Now, all that said, I also don't believe that the right answer is to do nothing. Google's power, no matter how brittle it may be, also is enormous. The same is true for Facebook and Amazon and Apple. They have within their respective spheres of influence, tremendous power over the marketplace. In most cases, it's safe to sow that they exercise either monopoly or monopsony power over some piece of the value chain.

So for me, the questions start to become:

  • What markets do they each actually have power in?
  • Is their power monopoly power, monopsony power — meaning they're the only place you can sell to, not the only place you can buy from — or is it some combination? Is it both monopoly and monopsony power? And I think in Google's case you can argue they definitely have some monopoly power and some monopsony power.
    • By the way, this is straight out of the legal framework, I didn't make these up.
  • But the next question is, are they unduly leveraging that power to hurt competition or consumers or again, both?
  • And assuming the answers to those first three questions lead in this direction, how do you best remedy the situation?

Now it's clear, it's apparent given that 50 states's attorneys general think it's worth investigating Google for antitrust, that at least, when it comes to Google, the answers to some of those questions are problematic. At least again, a half a dozen states attorneys general agree that the same is true for Facebook. So there's something there that we need to be paying attention to. I don't think we need states attorneys general tell us this. I think we see it both as consumers and as marketers every day.

Now in the book Information Rules, which I cite regularly here on the show, economist, Carl Shapiro and Hal Varian argue that these dominant players are a natural consequence of digital. I think they're right. Hell, I think the history of the last two decades has proven their point. By the way, I always have to point out that Hal Varian who wrote that book is now the chief economist for Google. So he didn't just put the writing on the wall. He read it and said, "I know where I want to be." But I think we need to look at this and say, "Okay, does this mean we can't compete?" And I'd say the answer's no. Because in that same book we do see you can be a differentiated player. And again, we see example after example where people pull that off or people accomplish that.

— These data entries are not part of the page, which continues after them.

PR #45, opened 2023-11-08
Add `TritonTilingExt` dialect to support ops not representable in linalg

nhat-nguyen:
The `TritonTilingExt` dialect leverages linalg's TilingInterface to add tiling & fusion support for operators that cannot be represented in linalg Much of the tiling implementation is borrowed from linalg's tiling code. As an example, I have added a barebone version of `cumsum` that represents the cumulative sum of the inner-most dimension of a tensor. Other backends can then lower the op to lower-level implementation as needed after applying tiling & fusion.

### DIFF
--- a/include/triton-shared/CMakeLists.txt
+++ b/include/triton-shared/CMakeLists.txt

So I think we need to think about this in terms of are we competing effectively? The right answer for almost everybody who's going to listen to this show is not to compete by trying to be the dominant player in an information space. It's to be a differentiated player. It's to own your niche and own your customer more directly. It's, as I talked about last week, not to outsource your sales and marketing to any one of these folks. We are all better off when there is a Google and an Apple and an Amazon and a Facebook and whatever else comes down the pipe to help us ensure that no one of them becomes the single dominant player.

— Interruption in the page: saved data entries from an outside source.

PR #51, opened 2023-11-14
Fix cpu import error

yuanfz98:
From triton commit 768fc1fcd98ecfc0892f8982b0bb009dd7bb11ea, the functon `version_key()` is no longer there.

### DIFF
--- a/python/__init__.py
+++ b/python/__init__.py
@@ -341,7 +341,7 @@ class TritonSharedRefCPUBackend(BaseBackend):
 
     def make_launcher_stub(self, name, signature, constants, ids):
         # name of files that are cached
-        so_cache_key = make_so_cache_key(self.version_key, signature, constants, ids)
+        so_cache_key = make_so_cache_key(self.get_version_key(), signature, constants, ids)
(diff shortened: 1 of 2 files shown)


nhat-nguyen:
Thanks @yuanfz98, would you mind also updating the commit hash in `.github/workflows/integration-tests.yml` as well? Otherwise the change looks good to me.

python/__init__.py
```diff
@@ -336,7 +341,7 @@ def get_architecture_descriptor(self, **kwargs):
 
     def make_launcher_stub(self, name, signature, constants, ids):
         # name of files that are cached
-        so_cache_key = make_so_cache_key(version_key(), signature, constants, ids)
+        so_cache_key = make_so_cache_key(self.version_key, signature, constants, ids)
```
nhat-nguyen, line 344: this should be `self.get_version_key()` because `self.version_key` is initially `None`

nhat-nguyen (changes requested):

nhat-nguyen (approved):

I think we have to start asking very serious questions about what role do we want government to play in shaping these remedies. What is an appropriate remedy. And is an inappropriate remedy throwing open the commons to everybody? Because as we've seen with comment boards and we've seen with 4chan and 8chan and things like that, I don't think that's really what we want. I don't think we really want to turn all the power over to the trolls because they have every incentive to take it and ruin it for everybody.

We also have to agree that that can't be the reason just because there might be a shipwreck is no reason to not invent a ship. Right? I mean we've got to be able to turn that phrase around. The reality is we need to take control of the commons in a way that makes sense for us. We need to come up with some basis for agreeing on where it's appropriate to say, "Okay, somebody got too much power and that's making it problematic for everybody." But also they have to be free to make use of their power where it's appropriate to to create a better space there too, and to compete commercially. Because maybe someday we'd like to be those folks.

I opened by saying, "This one's going to be something of a thinks out loud." I don't know that I know the answers. But I do think the right first step in coming up with the right answers is asking the question. And the questions are where do we want this to go? What kind of world do we want to live in? And how do we want to shape the environment in which we compete in a way that's better for everybody? Because if we get that right, all the rest of this takes care of itself.

I'd love to hear your point of view on this. I've mentioned every week that you can email me at podcast@timpeter.com. Again podcast@timpeter.com.

You can find me on Facebook at Facebook.com/TimePeterAssociates. You can find me on Twitter using the Twitter handle @TCPeter. You can find me on my website and send a contact message, whatever you prefer. But I'd love to hear from you about what you think the right thing is here, and how it is that we make sure we're inventing the ship as well as a shipwreck, and making sure that if gatekeepers going to gate we understand where those walls are and where those gates are and which ones we're comfortable with. Because it may be true that gatekeepers are going to gate, but I think it's fair to say that we get a voice and a vote in terms of where those gates can be, and which tolls we're willing to pay and when it is that it's appropriate to actually break those gates wide open.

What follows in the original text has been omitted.